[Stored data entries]
PR #1011, opened 2021-04-22
[test-integration] Custom libs test

Crumby:
Tests `Custom libs` feature of the Infinispan CR

### DIFF
--- a/test-integration/operator-tests/src/test/java/org/infinispan/operator/CustomLibsIT.java
+++ b/test-integration/operator-tests/src/test/java/org/infinispan/operator/CustomLibsIT.java
@@ -1,0 +1,110 @@
+package org.infinispan.operator;
+
+import cz.xtf.core.config.XTFConfig;
+import cz.xtf.core.openshift.OpenShift;
+import cz.xtf.core.openshift.OpenShiftWaiters;
+import cz.xtf.core.openshift.OpenShifts;
+import cz.xtf.junit5.annotations.CleanBeforeAll;
+import io.fabric8.kubernetes.api.model.*;
+import lombok.extern.slf4j.Slf4j;
+import org.apache.maven.it.VerificationException;
+import org.apache.maven.it.Verifier;
+import org.assertj.core.api.Assertions;
+import org.infinispan.Infinispan;
+import org.infinispan.Infinispans;
+import org.junit.jupiter.api.BeforeAll;
+import org.junit.jupiter.api.Test;
+
+import java.io.File;
+import java.io.IOException;
+import java.nio.file.Paths;
+import java.util.Collections;
+
+@Slf4j
+@CleanBeforeAll
+public class CustomLibsIT {
+    private static final OpenShift openShift = OpenShifts.master();
+    private static final OpenShiftWaiters openShiftWaiters = OpenShiftWaiters.get(openShift, () -> false);
+    private static final Infinispan infinispan = Infinispans.customLibs();
+
+    @BeforeAll
+    static void prepare() throws IOException {
+        preparePVC();
+        preparePod();
+
+        openShiftWaiters.areExactlyNPodsRunning(1, "app", "infinispan-libs").waitFor();
+
+        buildLibs();
+        uploadLibs();
+
+        infinispan.deploy();
+        infinispan.waitFor();
+    }
+
+    @Test
+    void test() {
+        Pod pod = openShift.getPod("custom-libs-0");
+        String logs = openShift.getPodLog(pod);
+
+        Assertions.assertThat(logs).contains("Loaded extension 'basic-filter-factory'");
+    }
+
+    private static void preparePVC() {
+        PersistentVolumeClaimBuilder pvc = new PersistentVolumeClaimBuilder();
+        pvc.withNewMetadata().withName("infinispan-libs").endMetadata();
+        pvc.withNewSpec()
+                .withAccessModes("ReadWriteOnce")
+                .withNewResources().withRequests(Collections.singletonMap("storage", new Quantity("100Mi")))
+                .endResources().endSpec();
+
+        openShift.createPersistentVolumeClaim(pvc.build());
+    }
+
+    private static void preparePod() {
+        String serverImage = XTFConfig.get("org.infinispan.image.server", "quay.io/infinispan/server:latest");
+
+        VolumeBuilder vb = new VolumeBuilder();
+        vb.withName("lib-pv-storage").withNewPersistentVolumeClaim("infinispan-libs", false);
+
+        VolumeMountBuilder vmb = new VolumeMountBuilder();
+        vmb.withMountPath("/tmp/libs");
+        vmb.withName("lib-pv-storage");
+
+        ContainerBuilder cb = new ContainerBuilder();
+        cb.withName("lib-pv-container")
+                .withImage(serverImage)
+                .withVolumeMounts(vmb.build());
+
+        PodBuilder pod = new PodBuilder();
+        pod.withNewMetadata()
+                .withName("infinispan-libs")
+                .withLabels(Collections.singletonMap("app", "infinispan-libs"))
+                .endMetadata();
+        pod.withNewSpec()
+                .withNewSecurityContext().withFsGroup(2000L).endSecurityContext()
+                .withVolumes(vb.build())
+                .withContainers(cb.build())
+                .endSpec();
+
+        openShift.createPod(pod.build());
+    }
+
+    private static void buildLibs() {
+        try {
+            String projectPath = Paths.get("src/test/resources/libs/custom-filter").toAbsolutePath().toString();
+            Verifier maven = new Verifier(projectPath);
+
+            maven.setAutoclean(true);
+            maven.executeGoals(Collections.singletonList("package"));
+            maven.resetStreams();
+        } catch (VerificationException e) {
+            throw new IllegalStateException("Failed to build test project locally", e);
+        }
+    }
+
+    private static void uploadLibs() {
+        File file = new File("src/test/resources/libs/custom-filter/target/custom-filter-1.0.jar");
+
+        openShift.pods().withName("infinispan-libs").file("/tmp/libs/custom-filter-1.0.jar").upload(file.toPath());
+    }
+}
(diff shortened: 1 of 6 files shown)


test-integration/operator-tests/src/test/java/org/infinispan/operator/CustomLibsIT.java
```diff
@@ -0,0 +1,107 @@
...
+        pvc.withNewSpec()
+                .withAccessModes("ReadWriteOnce")
+                .withNewResources().withRequests(Collections.singletonMap("storage", new Quantity("100Mi")))
+                .endResources().endSpec();
+
+        openShift.createPersistentVolumeClaim(pvc.build());
+    }
+
+    private static void preparePod() {
+        String serverImage = XTFConfig.get("org.infinispan.image.server", "quay.io/infinispan/server:latest");
```
dmvolod, line 64: @Crumby do you really need to boot Pod with Infinispan sever for file exchange? I think `busybox` will be enough.

test-integration/operator-tests/src/test/java/org/infinispan/operator/CustomLibsIT.java
```diff
@@ -0,0 +1,107 @@
...
+        VolumeMountBuilder vmb = new VolumeMountBuilder();
+        vmb.withMountPath("/tmp/libs");
+        vmb.withName("lib-pv-storage");
+
+        ContainerBuilder cb = new ContainerBuilder();
+        cb.withName("lib-pv-container")
+                .withImage(serverImage)
+                .withVolumeMounts(vmb.build());
+
+        PodBuilder pod = new PodBuilder();
```
dmvolod, line 78: I tried to run this code on my OCP but it hangs with
```
[INFO] Running org.infinispan.operator.CustomLibsIT
[19:17:04.958] INFO - Waiting up to 20 seconds. Reason: Cleaning project.
[19:17:07.096] INFO - Waiting up to 3 minutes. Reason: Waiting for exactly 1 pods to be running.
[ERROR] Tests run: 1, Failures: 0, Errors: 1, Skipped: 0, Time elapsed: 215.183 s <<< FAILURE! - in org.infinispan.operator.CustomLibsIT
[ERROR] org.infinispan.operator.CustomLibsIT  Time elapsed: 215.181 s  <<< ERROR!
cz.xtf.core.waiting.WaiterException
```
however Pod was created successfully
```
✔ /u01/git/infinispan/infinispan-operator/test-integration [pr-1011 L|✚ 3] 
19:20 $ oc get pods
NAME              READY   STATUS    RESTARTS   AGE
infinispan-libs   1/1     Running   0          8m36s
✔ /u01/git/infinispan/infinispan-operator/test-integration [pr-1011 L|✚ 3]
```

test-integration/operator-tests/src/test/java/org/infinispan/operator/CustomLibsIT.java
Crumby: Probably not, I just folled up what is documented. I was trying `ubi8` image but I had issues with that one and even if I suceded then ubi8 does not contain tar so `oc cp ...` would work anyway. `busybox` may be better.

test-integration/operator-tests/src/test/resources/libs/custom-filter/pom.xml
```diff
@@ -0,0 +1,61 @@
...
+    <modelVersion>4.0.0</modelVersion>
+
+    <groupId>com.redhat.xpaas.test.jdg</groupId>
+    <artifactId>custom-filter</artifactId>
+    <version>1.0</version>
+    <packaging>jar</packaging>
+    <name>Client Authentication Mapper</name>
+
+    <properties>
+        <version.org.infinispan>12.1.0.Final</version.org.infinispan>
```
dmvolod, line 13: We should update Infinispan version in all others IT pom.xml files

test-integration/operator-tests/src/test/java/org/infinispan/operator/CustomLibsIT.java
```diff
@@ -0,0 +1,107 @@
...
+        pod.withNewMetadata().withName("infinispan-libs").endMetadata();
+        pod.withNewSpec()
+                .withNewSecurityContext().withFsGroup(2000L).endSecurityContext()
+                .withVolumes(vb.build())
+                .withContainers(cb.build())
+                .endSpec();
+
+        openShift.createPod(pod.build());
```
dmvolod, line 86: Also test (probably others) didn't cleanup resources in case of fails. It would be nice to have this option.

dmvolod:
Also would be nice to add `-Dxtf.openshift.admin.kubeconfig` to README. `xtf-cz/xtf` excellent project and supports kubeconfig location (would be better to analyze KUBECONFIG env var also) , as I logging-in once and newer care about API URL and token values

test-integration/operator-tests/src/test/java/org/infinispan/operator/CustomLibsIT.java
Crumby: Each test contains `@CleanBeforeAll` which is responsible for cleaning up namespace resources before anything in the test is called. But it's true that tests do no cleanup after themselves beside removing Inifnispan CR to validate that everything was removed properly.

Shouldn't be an issue to add similar optional functionality for after the execution

dmvolod: `@CleanBeforeAll` seem to very danger method which can be cleanup all resources in namespace

Crumby: That's intentional design to keep namespaces clean for running the tests and the tests only. It should also prevent any unintentional leftovers by any other tests in the namespace

test-integration/operator-tests/src/test/java/org/infinispan/operator/CustomLibsIT.java
Crumby: I haven't tried it yet. The design is that Operator runs in different one as it's technically a static resource. You can try adding labels `xtf.cz/keep` to all the Operator resources so they are not wiped out. But if you are going to run the Operator in the same namespace the waiter expecting only one pod running in the namespace will fail and would have to be updated to be more specif

[1] https://github.com/xtf-cz/xtf/blob/master/core/src/main/java/cz/xtf/core/openshift/OpenShift.java#L95

test-integration/operator-tests/src/test/java/org/infinispan/operator/CustomLibsIT.java
dmvolod: Yes, true, but limits to have a separate namespace for operator deployment. Not able to test in simple way. This design could  have but a bit limiting with short tests.

test-integration/operator-tests/src/test/java/org/infinispan/operator/CustomLibsIT.java
dmvolod: Oh, good, thanks @Crumby , will try to execute and probably add this options to local operator deployment script

test-integration/operator-tests/src/test/java/org/infinispan/operator/CustomLibsIT.java
Crumby: I agree. I would actually like to make the Operator installation part of the test execution altogether with different install modes testing but that's out of scope for now as there are higher priority tasks

test-integration/operator-tests/src/test/java/org/infinispan/operator/CustomLibsIT.java
```diff
@@ -0,0 +1,107 @@
...
+    private static final OpenShift openShift = OpenShifts.master();
+    private static final OpenShiftWaiters openShiftWaiters = OpenShiftWaiters.get(openShift, () -> false);
+    private static final Infinispan infinispan = Infinispans.customLibs();
+
+    @BeforeAll
+    static void prepare() throws IOException {
+        preparePVC();
+        preparePod();
+
+        openShiftWaiters.areExactlyNPodsRunning(1).waitFor();
```
dmvolod, line 35: @Crumby I can't to get it works in the same namespace with operator deployment without your help.
This code just wait for a single Pod (in this case this is operator deployment Pod) without any name or label identification. Could you please to add labels while Pod creation and validate it there by this value.

Also `xtf.cz/keep: "true"` labels validation a bit aggressive, as I expected that nested resources which `ownerReference` has this label defined should not be deleted, but it's not match. Probably you can fix this issue in the `xtf-cz/xtf` project.

Crumby: Waiter should check only the libs loader pod now.

> I expected that nested resources which ownerReference has this label defined should not be deleted, but it's not match

Right, this would be non-trivial though. Since most of the resources are now managed by Operator and tests by themselves are creating only few of them then let the tests manage the resources might be simpler

dmvolod: Thanks, @Crumby . Test working now after your fix and #1012

test-integration/operator-tests/src/test/java/org/infinispan/operator/CustomLibsIT.java
Crumby: @dmvolod I tried `busybox` but it suffers from the same issue as `ubi8`: endless restart. It could be fixed by adding some manual sleep cmd to the pod but we need to consider that this tests are going to be executed on different architectures. And busybox is not available for s390x or ppc.

dmvolod: Oh, yeah, @Crumby good point, let's keep as is. Probably we can play with entry-point to avoid whole Infinispan server boot on startup

dmvolod (approved):

test-integration/operator-tests/src/test/java/org/infinispan/operator/CustomLibsIT.java
dmvolod: One more question, @Crumby do you know, why `busybox` is not available on `s390x`. Docker hub says it's present for that archs.

Crumby: @dmvolod You are correct, it seems I've been looking at wrong page.

dmvolod:
Merged into master
Thanks, @Crumby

## WORK ITEM:
Go through the data above and return each line containing the string "VerificationException".

## TASK OUTPUT:
+import org.apache.maven.it.VerificationException;
+        } catch (VerificationException e) {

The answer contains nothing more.